韦小宝讲史是整部《鹿鼎记》的象征,也是历史写作的象征

如果英雄好汉该当如何如何形成了独特的“英雄主义话语”,那么韦小宝的言行便构成了对这一英雄主义话语的评论,而整部《鹿鼎记》也就是对武侠小说这一小说类型的评论。它向我们揭示了传统武侠小说世界的单一或单薄。《鹿鼎记》是“反”武侠小说,因为任何一个熟悉武侠小说的读者都知道,武侠英雄是不可以被作者揭示“吞馋涎”的——至于实际上他有没有这么做则另当别论,而且这不在文学批评的范围之内:文学批评限制于作者所写出来的文字、作者所呈现给读者的形象。

第二回里,在和茅十八结伴进京的路上,韦小宝靠着他在说书先生那里得来的知识,讲述明朝开国的历史故事。他的任意添油加醋的讲述本身就构成了演义,因此,韦小宝的历史是演义的演义——已离“原文”差了不知多少,但是茅十八却听得津津有味。他们的一问一答,好像现代人说相声,一个老实认真地捧,一个故作严肃地逗。

在第一回里,顾、黄、吕三人结伴乘船去扬州,路上黄宗羲讲述吴、查的传奇交情;在第二回,韦小宝、茅十八结伴骑马进京,路上韦小宝大摆龙门阵,讲述云南沐王府的祖先沐英如何帮助明太祖打败元兵。这两回互相呼应,在结构上形成了一种对比和平衡。文人与俗子的世界、英雄主义的世界和韦小宝的世界交织在一起,构成了一个丰富、复杂的叙事空间。

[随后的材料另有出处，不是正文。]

PR #8707, opened 2024-06-30
Update EIP-4762: Add clarifications for the system contracts

g11tech:
system contract updates

### DIFF
--- a/EIPS/eip-4762.md
+++ b/EIPS/eip-4762.md
@@ -41,8 +41,8 @@ Whenever the state is read, one or more of the access events of the form`(addres
 
 When:
 
- 1. a non-precompile or a system contract is the target of a `*CALL`, `SELFDESTRUCT`, `EXTCODESIZE`, or `EXTCODECOPY` opcode,
- 2. a non-precompile or a system contract  is the target address of a contract creation whose initcode starts execution,
+ 1. a non-precompile which is also not a system contract is the target of a `*CALL`, `SELFDESTRUCT`, `EXTCODESIZE`, or `EXTCODECOPY` opcode,
+ 2. a non-precompile which is also not a system contract is the target address of a contract creation whose initcode starts execution,
  3. any address is the target of the `BALANCE` opcode
  4. a _deployed_ contract calls `CODECOPY`
 
@@ -62,7 +62,7 @@ If a `*CALL` or `SELFDESTRUCT` is value-bearing (ie. it transfers nonzero wei), 
 
 Note: when checking for the existence of the `callee`, the existence check is done by validating that there is an extension-and-suffix tree at the corresponding stem, and does not rely on `CODEHASH_LEAF_KEY`.
 
-When calling `EXTCODEHASH` on a non-precompile and neither system contract target, process the access event:
+When calling `EXTCODEHASH`, process the access event:
 
 ```
 (address, 0, CODEHASH_LEAF_KEY)
@@ -255,7 +255,7 @@ When (and only when) calling a system contract either
 
  the system contract code chunks and account accesses should not appear in the witness as these should be known/cached in the clients. However any other accesses and all writes should appear in the witness.
 
-Also Corresponding witness costs need to be charged for _precompile/opcode resolution_ but are not charged in the _system call_.
+Also corresponding witness costs need to be charged for _precompile/opcode resolution_ but are not charged in the _system call_.
 
 ### Account abstraction
 
--- a/EIPS/eip-4762.md
+++ b/EIPS/eip-4762.md
@@ -41,8 +41,8 @@ Whenever the state is read, one or more of the access events of the form`(addres
 
 When:
 
- 1. a non-precompile address is the target of a `*CALL`, `SELFDESTRUCT`, `EXTCODESIZE`, or `EXTCODECOPY` opcode, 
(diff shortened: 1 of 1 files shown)


Gabo139 (approved):

EIPS/eip-4762.md
```diff
@@ -251,7 +251,16 @@ None of:
...
+### System contracts
+
+When (and only when) calling a system contract either
+
+ * _via a system call_ or
+ * _to resolve a precompile/opcode_,
+
+ the system contract code chunks and account accesses should not appear in the witness as these should be known/cached in the clients. However any other accesses and all writes should appear in the witness.
+
+Also Corresponding witness costs need to be charged for _precompile/opcode resolution_ but are not charged in the _system call_.
```
jsign, line 263: Is this clarification needed? As in, who would could charge for system call calls?

EIPS/eip-4762.md
```diff
@@ -52,23 +52,23 @@ process this access event:
 (address, 0, BASIC_DATA_LEAF_KEY)
 ```
 
-Note: a non-value-bearing `SELFDESTRUCT` or `*CALL`, targetting a precompile, will not cause the `BASIC_DATA_LEAF_KEY` to be added to the witness.
+Note: a non-value-bearing `SELFDESTRUCT` or `*CALL`, targetting a precompile or a system contract, will not cause the `BASIC_DATA_LEAF_KEY` to be added to the witness.
```
gballet, line 55: but the gas costs will be charged because of https://github.com/ethereum/EIPs/pull/8707/files#diff-cd2aaa222faeb6081a41605386a509b3c4839285cd15f1b0ebe009318707914eR44 right?

gballet (approved):
LGTM. Left a comment, requesting a clarification in the text.

EIPS/eip-4762.md
gballet: if so, I would add a sentence to confirm it, so that people are not confused.

EIPS/eip-4762.md
```diff
@@ -251,7 +251,16 @@ None of:
...
 
-Note: When (and only when) calling a system contract _via a system call_, the code chunks and account should not appear in the witness.
+### System contracts
+
+When (and only when) calling a system contract either
+
+ * _via a system call_ or
+ * _to resolve a precompile/opcode_,
+
+ the system contract code chunks and account accesses should not appear in the witness as these should be known/cached in the clients. However any other accesses and all writes should appear in the witness.
```
jsign, line 261: > the system contract code chunks and account accesses should not appear in the witness as these should be known/cached in the clients

What does "account accesses" mean? If a system call or resolving a precompile/opcode reads some state, that should be in the witness right?
The only thing that is known/cached is the system contract code.

EIPS/eip-4762.md
g11tech: I think it should be 2929 cold or hot account access cost (and not cold 6800 witness cost) for system contracts

and for precompiles it would be warm access 2929 access cost

EIPS/eip-4762.md
g11tech: account accesses: account header accesses

and yes only of system contract's header access is not to be added. if the contract make any accesses while doing normal evm code of some other address it would be included.

may be i should reword it?

EIPS/eip-4762.md
g11tech: i slightly favor having this for completeness and context sake.

EIPS/eip-4762.md
jsign: So this part is then kind of repeating this said earlier?:
>  1. a non-precompile or a system contract is the target of a `*CALL`, `SELFDESTRUCT`, `EXTCODESIZE`, or `EXTCODECOPY` opcode,

If that's the case, I'd remove it just to remove potential confusion if this is referring to something else. But if you think it helps to reinforce, I'm not strongly against it but I'd prefer to put "account **header** accesses" yes.

EIPS/eip-4762.md
jsign: Fine to me. Just one extra nit: `s/Corresponding/corresponding`

EIPS/eip-4762.md
```diff
@@ -52,23 +52,23 @@ process this access event:
...
+If a `*CALL` or `SELFDESTRUCT` is value-bearing (ie. it transfers nonzero wei), whether or not the `callee` is a precompile or a system contract, process this additional access event:
 
 ```
 (caller, 0, BASIC_DATA_LEAF_KEY)
 ```
 
 Note: when checking for the existence of the `callee`, the existence check is done by validating that there is an extension-and-suffix tree at the corresponding stem, and does not rely on `CODEHASH_LEAF_KEY`.
 
-When calling `EXTCODEHASH` on a non-precompile target, process the access event:
+When calling `EXTCODEHASH` on a non-precompile and neither system contract target, process the access event:
```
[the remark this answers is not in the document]
lu-pinto: or you don't even need this change here, since you clarify on line 71 that this does not apply to system contracts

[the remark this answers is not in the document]
g11tech: good idea, will update, thanks

EIPS/eip-4762.md
g11tech: clarified that leaf won't be accessed for system contract as well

韦小宝讲史,亦真亦幻,沐英铜角渡江、攻占云南固然是《明史》所记载的史实,但是至于沐王爷坐在军营挑灯夜看《春秋》、明太祖御赐的金夜壶、梁王跳井等花边新闻,则自然都是说书人韦小宝的捏造——虽然他的捏造全都是对历史故事的“滑稽摹拟”:挑灯看《春秋》是关云长在《三国演义》里面的形象,梁王跳井令人想起南朝陈后主,而沐王爷为了紧急军情而控制生理冲动则不由得令人想起周公握发吐哺结交贤人。韦小宝的讲史并非天真和单纯地重复,而是创造,也是借古讽今(比如绕着弯儿把茅十八的名字编进故事)。当他把沐王爷打仗用老鼠和自己在江湖上打架用石灰放在一起相提并论,我们看到了两个世界的并行和交叉:茅十八一定要截然分开这两个世界,韦小宝却说:“我看也差不多。”

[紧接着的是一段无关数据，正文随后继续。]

PR #8712, opened 2024-07-02
eip-158 deactivation eip

gballet:


EIPS/eip-template.md
```diff
@@ -0,0 +1,59 @@
+---
```
abcoathup, line 1:
```suggestion
---
eip: 7733
```

EIPS/eip-template.md
```diff
@@ -0,0 +1,59 @@
...
+title: EIP-158 deactivation
+description: Deactivates EIP-158 in order to avoid conflicts in a context in which statelessness and EIP-7702 are active
+author: Guillaume Ballet (@gballet)
+discussions-to: https://ethereum-magicians.org/t/eip-158-deactivation/20445
```
abcoathup, line 5:
```suggestion
discussions-to: https://ethereum-magicians.org/t/eip-7733-eip-158-deactivation/20445
```

EIPS/eip-template.md
```diff
@@ -0,0 +1,59 @@
+---
+title: EIP-158 deactivation
```
abcoathup, line 2:
```suggestion
title: Deactivate EIP-158
```
Personal preference on order.  (I am not an EIP editor)

Qadeem411 (approved):

Qadeem411 (approved):

Qadeem411 (approved):

EIPS/eip-7733.md
```diff
@@ -0,0 +1,60 @@
...
+requires: 158, 7702
+---
+
+## Abstract
+
+Deactivate [EIP-158](./eip-158.md).
+
+## Motivation
+
+After [EIP-6780](./eip-6780.md), the `SELFDESTRUCT` instruction was neutered, so that contracts could no longer be deleted. Contract deletions can still occur, however, via EIP-158. While [EIP-7702](./eip-7702.md) this can not happen, this latter EIP introduces the possibility for an empty EoA to have state. This is causing some issues when interfacing with verkle, for which state deletion is not possible.
```
jochem-brouwer, line 20: The 7702 sentence does not read very well, I understand what you mean though.

EIPS/eip-7733.md
```diff
@@ -0,0 +1,60 @@
...
+
+## Specification
+
+The key words "MUST", "MUST NOT", "REQUIRED", "SHALL", "SHALL NOT", "SHOULD", "SHOULD NOT", "RECOMMENDED", "NOT RECOMMENDED", "MAY", and "OPTIONAL" in this document are to be interpreted as described in RFC 2119 and RFC 8174.
+
+|Name|Value|
+|----|-----|
+|`FORK_TIME`|TBD|
+
+At `block.timestamp > FORK_TIME`, EIP-158 rules no longer apply.
```
jochem-brouwer, line 32:
```suggestion
At `block.timestamp >= FORK_TIME`, EIP-158 rules no longer apply.
```

jochem-brouwer (commented):
Two points. 

Big support in general, I had some concerns about 158 with 7702, especially with the EOA account being empty but having state (and thus by 158 getting deleted)

jochem-brouwer:
BTW, I think you mean EIP-161 

https://github.com/ethereum/EIPs/blob/master/EIPS/eip-607.md
https://github.com/ethereum/EIPs/blob/master/EIPS/eip-161.md

EIPS/eip-7733.md
```diff
@@ -0,0 +1,60 @@
+---
+eip: 7733
+title: Deactivate EIP-158
+description: Deactivates EIP-158 in order to avoid conflicts in a context in which statelessness and EIP-7702 are active
```
SamWilsn, line 4: I'd recommend removing EIP-7702 from the description. Reading 7702 is not a requirement to understand this proposal; it's more a motivating use case.

EIPS/eip-7733.md
```diff
@@ -0,0 +1,60 @@
...
+status: Draft
+type: Standards Track
+category: Core
+created: 2024-07-02
+requires: 158, 7702
+---
+
+## Abstract
+
+Deactivate [EIP-158](./eip-158.md).
```
SamWilsn, line 16: You should expand a little bit on your abstract. This certainly satisfies the terse requirement, but doesn't give the reader any information about the content of this document. Would you mind adding a sentence explaining, at a high level, what deactivating EIP-158 entails?

EIPS/eip-7733.md
```diff
@@ -0,0 +1,60 @@
...
+
+EIP-158 was meant as a temporary measure to combat the "Shanghai attacks". Now that this is attack has been mitigated by other means, it can be deactivated.
+
+## Specification
+
+The key words "MUST", "MUST NOT", "REQUIRED", "SHALL", "SHALL NOT", "SHOULD", "SHOULD NOT", "RECOMMENDED", "NOT RECOMMENDED", "MAY", and "OPTIONAL" in this document are to be interpreted as described in RFC 2119 and RFC 8174.
+
+|Name|Value|
+|----|-----|
+|`FORK_TIME`|TBD|
```
SamWilsn, line 30:
```suggestion
|`FORK_TIME`|TBD <!-- TODO --> |
```

If you use an HTML-style comment, the linter will make sure you replace it before moving to the Review status.

EIPS/eip-7733.md
SamWilsn, line 32: The wording here is a bit ambiguous. Are you trying to undo this rule as well:

> Zero-value calls and zero-value suicides no longer consume the 25000 account creation gas cost in any circumstance

EIPS/eip-7733.md
```diff
@@ -0,0 +1,60 @@
...
+
+TODO
+
+## Reference Implementation
+
+TODO
+
+## Security Considerations
+
+Needs discussion.
```
SamWilsn, line 56:
```suggestion
## Test Cases

TODO <!-- TODO -->

## Reference Implementation

TODO <!-- TODO -->

## Security Considerations

Needs discussion. <!-- TODO -->
```

EIPS/eip-7733.md
petertdavies, line 32: > At `block.timestamp > FORK_TIME`, EIP-158 rules no longer apply.

EIP-161 is 8 years old. Its behaviour has been assumed by EIP authors and implementers. You really ought to explicitly spell out what you actually want to do, rather than make some vague comments about deactivating it. I'm also fairly confident that you meant something different than what you wrote implies.

EIP-161 (see previous comment) has 4 effects:

a. When an account is `CREATE`d the nonce is incremented.
b. The new account gas cost is not charged if the account wouldn't be created because of rule c.
c. If an account would come into existence in an _empty_ state, it remains non-existent.
d. Under certain triggering conditions, empty accounts that are marked for deletion and deleted at the the end of the transaction.

As it stands, rules a, b and c are uncontroversial. Rule d is now a nullity because all empty accounts have been deleted and it is impossible to create new ones.

Your motivation for writing this EIP seems related to the edgecase that occurs if EIP-7702 code setting is used with an EOA that doesn't exist. EIP-7702 does not explain what happens in this case, which is a significant deficiency. If this edgecase results in the creation of empty accounts, it is a serious DOS vulnerability because an account can be created for only 2500 gas (other methods require at least 21000).

Personally I am opposed to a version of EIP-7702 that creates empty accounts. If it is decided that EIP-7702 should create empty accounts, then we can then discuss changing the rules about them. Until then this EIP doesn't change the spec in a meaningful way.

petertdavies (changes requested):
This EIP is so vague that it is not entirely clear to me what you propose to change.

It seems to have been written to attempt to deal with an unfortunate edgecase that arises from one reading of EIP-7702. You should probably fixing EIP-7702 to handle this edgecase better instead.

EIPS/eip-7733.md
```diff
@@ -0,0 +1,60 @@
+---
+eip: 7733
+title: Deactivate EIP-158
+description: Deactivates EIP-158 in order to avoid conflicts in a context in which statelessness and EIP-7702 are active
+author: Guillaume Ballet (@gballet)
+discussions-to: https://ethereum-magicians.org/t/eip-7733-eip-158-deactivation/20445
```
abcoathup, line 6:
```suggestion
discussions-to: https://ethereum-magicians.org/t/eip-7733-deactivate-eip-158/20445
```
Updated title

gballet:
> This EIP is so vague that it is not entirely clear to me what you propose to change.

the change is the deactivation of eip 158/161... How could I possibly make it any clearer in your view?
 
> It seems to have been written to attempt to deal with an unfortunate edgecase that arises from one reading of EIP-7702. You should probably fixing EIP-7702 to handle this edgecase better instead.

That is a much more complex fix than simply deactivating eip 158, and it would effectively be the same thing.

EIPS/eip-7733.md
gballet: > As it stands, rules a, b and c are uncontroversial. Rule d is now a nullity because all empty accounts have been deleted and it is impossible to create new ones.

eip 7702 changes that, precisely, as clearly stated in the text of the document and your own comment.

> , it is a serious DOS vulnerability because an account can be created for only 2500 gas (other methods require at least 21000).

that isn't the case, you could only call into an EoA with a 0 nonce with a 7702 tx, and send its balance to a different address. In this case, it would be deleted according to your 'd' rule. You would have to pay the 21000 gas, so no DOS vector.

> Personally I am opposed to a version of EIP-7702 that creates empty accounts. 
the only thing that would prevent that would be to increase the nonce of the target account, which has received a lot of negative feedback since it apparently makes it much more difficult for AA to work properly.

yes, that is what I just heard in ACDE, in which case this EIP is moot. I'm going to move it to withdrawn.

> 
> As it stands, rules a, b and c are uncontroversial.

> Rule d is now a nullity because all empty accounts have been deleted and it is impossible to create new ones.

that is no longer the case once 7702 is rolled out. this is the one that I want to deprecate, in fact.

> 
> (...) it is a serious DOS vulnerability because an account can be created for only 2500 gas (other methods require at least 21000).

this is only possible to trigger if you send a 7702 tx to an empty nonce, and drain its funds. You would have to pay the tx costs and there is no DOS vector.
 
> 
> Personally I am opposed to a version of EIP-7702 that creates empty accounts. If it is decided that EIP-7702 should create empty accounts, then we can then discuss changing the rules about them. Until then this EIP doesn't change the spec in a meaningful way.

The problem is that the only way to fix this would be to increase the nonce of the called contract, which I'm told is wreaking havoc with AA. It's also a problem if an alternate method for the verkle transition is chosen.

韦小宝讲史是整部《鹿鼎记》的象征,也是历史写作的象征。韦小宝讲史来自对说书先生的摹拟,而小说的叙述者告诉我们:其时明亡未久,人心思旧……茶坊中说书先生讲述各朝故事,听客最爱听的便是这部敷演明朝开国、驱除鞑子的《英烈传》。明太祖开国,最艰巨之役是和陈友谅鄱阳湖大战,但听客听来兴致最高的,却是如何将蒙古兵赶出塞外……大家耳中所听,是明太祖打蒙古兵,心中所想,打的却变成了清兵。汉人大胜而敌人大败,自然志得意满。是以明朝开国诸功臣中,尤以徐达、常遇春、沐英三人最为听众所崇拜。

换句话说,对历史的兴趣往往掩藏了对现实的兴趣,在纷纭的历史事件当中选择什么作为聚焦点、从什么角度去摹写,曲折地反映了当代的精神。